Tito will be matched with guys who look exciting via marketing or other subpar fighters. I don't have a lot of faith in guys past 34 in MMA.


----------



## kantowrestler (Jun 6, 2009)

*In the Future*

IF this fight were ever to happen it would take place down the road! Tito needs to get his warm-up fight in, fight for the title and take a few fights after that before he can worry about a fight with Fedor! In short, this would take place when both men are in their mid-late 30s!


----------



## joshua7789 (Apr 25, 2009)

If Fedor beats Barnett and doesnt end up in the UFC, Tito will be his next fight. This fight would be the biggest one outside of the UFC in recent history and would make twice the money that any other fight Strikforce or Affliction could put together at this time. Im calling it right now. Tito is still a pretty big name.


----------



## kantowrestler (Jun 6, 2009)

*Catchweight*

Regardless of whether it happens or not, Tito said he would want to fight at a catchweight! That would mean that he and Fedor would have to agree upon a weight at which Fedor could loose all the fat and a safe amount of water weight! If it happened it would probably happen at 210 or 215 cause I don't think Fedor could loose too much more!


----------



## _RIVAL_ (Mar 7, 2008)

This is absolutly the worst fight Tito could ever ask for.


----------



## jcal (Oct 15, 2006)

joshua7789 said:


> If Fedor beats Barnett and doesnt end up in the UFC, Tito will be his next fight. This fight would be the biggest one outside of the UFC in recent history and would make twice the money that any other fight Strikforce or Affliction could put together at this time. Im calling it right now. Tito is still a pretty big name.

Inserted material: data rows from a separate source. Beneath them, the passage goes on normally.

Issue #216, opened 2020-12-17
Add an initial command line interface for the ADL compiler


daviwil:
The ADL compiler needs a command line interface that enables a user to compile `.adl` documents into Swagger files and server-side stubs.

- [x] `adl compile adl-folder/` 
- [x] Specify output path for server side stubs

daviwil:
Fixed by #228.

PR #228, opened 2021-01-12
Add basic ADL command line interface

daviwil:
This PR adds a basic CLI interface for the ADL compiler using the `yargs` library.  Here's an example of invoking it:

```
adl compile samples/ --output-file=swagger.json
```

I've introduced a new interface for `CompilerOptions`, let me know if you think there's a better way to express this!

Part of #216.

### DIFF
--- a/common/config/rush/pnpm-lock.yaml
+++ b/common/config/rush/pnpm-lock.yaml
@@ -2,12 +2,14 @@ dependencies:
   '@rush-temp/adl.language': 'file:projects/adl.language.tgz'
   '@types/mocha': 7.0.2
   '@types/node': 14.0.27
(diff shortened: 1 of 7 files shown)


bterlson:
I think this is great for now! Very handy.

Maybe this isn't news, but openapi.ts should hopefully be a regular old plugin/extension at some point, and so would need a way to "register" output types (and maybe languages or other facets thereof), and the CLI would need a way to enable/disable them. Just something to keep in the back of your head 😀

nguerrera (approved):

daviwil:
Sounds good!  I'll start trying to spec out some of that soon.

Issue #131, opened 2025-11-12
[Bug] Sheet object naming collisions in containers


akre54:
### Description

Sheet object names are [keyed by their basename](https://github.com/joby-aviation/noodles.gl/blob/847477e6fc078c0080ec9f0ccc40d55954d4601f/noodles-editor/src/noodles/theatre-bindings.ts#L170) in the theatre binding in order to keep the sidebar clean.

They're keyed by their full id in the sheetObjectMap which keeps them globally unique. But it also means that you can't have two same-named operators at any point in the hierarchy. This isn't an issue in the same level because we have naming collision detection.

Maybe a solution is to use the id without the leading slash for the sheet object name - so `/multiply` becomes just `multiply`, but `/container-1/multiply` becomes `container-1/multiply`. Or we can split on the slash and [namespace the object](https://www.theatrejs.com/docs/latest/manual/objects#namespacing-objects).

### Expected Behavior

I'd expect to be able to create a `multiply` node at the root level, and then another one in a child container without the app crashing.

### Steps to Reproduce

1. Create a `multiply` node at the root level
2. Create a container and dive into the container
3. Create a `multiply` node. The app crashes

### Environment

- Noodles version: 0.1.0
- Browser:
- OS:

Yeah he is but I cant understand why


----------



## kantowrestler (Jun 6, 2009)

*Big Name*

There is just something about Tito that makes the guy a big name draw! It's kinda like Kimbo Slice, he's not a great fighter but he draws people anyways. For Ortiz is partially has to do with his stint on the Apprentice, but regardless he is one of the bigger name guys in the sport and because of that he will always draw in big crowds!


----------



## Randomus (Apr 30, 2009)

To be fair, Tito at least had his time where he was the top dog in the UFC.


----------



## Guy (Feb 17, 2008)

Gotta give props to Tito. At least he's not ducking anybody.


----------



## shatterproof (Jul 16, 2008)

hahahah


----------



## Fieos (Mar 26, 2007)

Tim Sylvia has to look forward to this fight as I think Fedor would finish Tito even more quickly.


----------



## N1™ (Apr 8, 2007)

> Tito wants Fedor


LOL

Tito is just bitter that he was over the hill just as MMA was becoming mainstream. He wants to tell everybody that he was great and the reason he isnt that great anymore is b/c he had injuries. Have any of you noticed how he uses any interview or commentator gig ( affliction anyone `? ) to promote himself and turning any subject over to how great he is.


----------



## Fieos (Mar 26, 2007)

When you can no longer promote yourself in the cage you have to do it outside the cage.


----------



## kantowrestler (Jun 6, 2009)

*Tito's Time*

Tito has some time ahead of him, he just isn't the fighter he used to be! He's kinda like Hughes but he wants to continue because he doesn't want to settle for one championship reign! Hughes had two and is undoubtebly the best welterweight of all time regardless of how he is now!


----------



## Fieos (Mar 26, 2007)

I think Hughes was 'the best welterweight of his time' than 'the best welterweight of all time'. He was definitely a dominant champion and a feared welterweight.


----------



## kantowrestler (Jun 6, 2009)

*Correction*

Ok, the best welterweight of his time! But if you think of it he could stay in the game if he wants to! He's fought outside the UFC before though not in a long time! Granted Dana hasn't been as adament about his retiring as he has about Liddell, but he has been hinting none the less! I'm sure if Hughes went to Strikeforce he would get an automatic fight with Shields for the first welterweight title and even though the odds would be against Hughes it would be an exciting match none the less!


----------



## jcal (Oct 15, 2006)

Titos damn good at keeping his name around. Hes a great self promoter. I think he will take Fedor down and land in his guard and GnP the crap out of Fedor! Why not he did it to Ken Shamrock, and he was and is the most dangerous man alive!lmao Titoraise01:


----------



## kantowrestler (Jun 6, 2009)

*Shamrock at the time*

Well remember that Shamrock was an old man at the time! Fedor is past his physical prime but he is far from being no longer able to fight! The guy is still going strong not to mention Tito is a lightheavyweight!


----------



## mmawrestler (May 18, 2008)

hahahaha, I womder if Tito thought what the reaction on all the forums around the world would say.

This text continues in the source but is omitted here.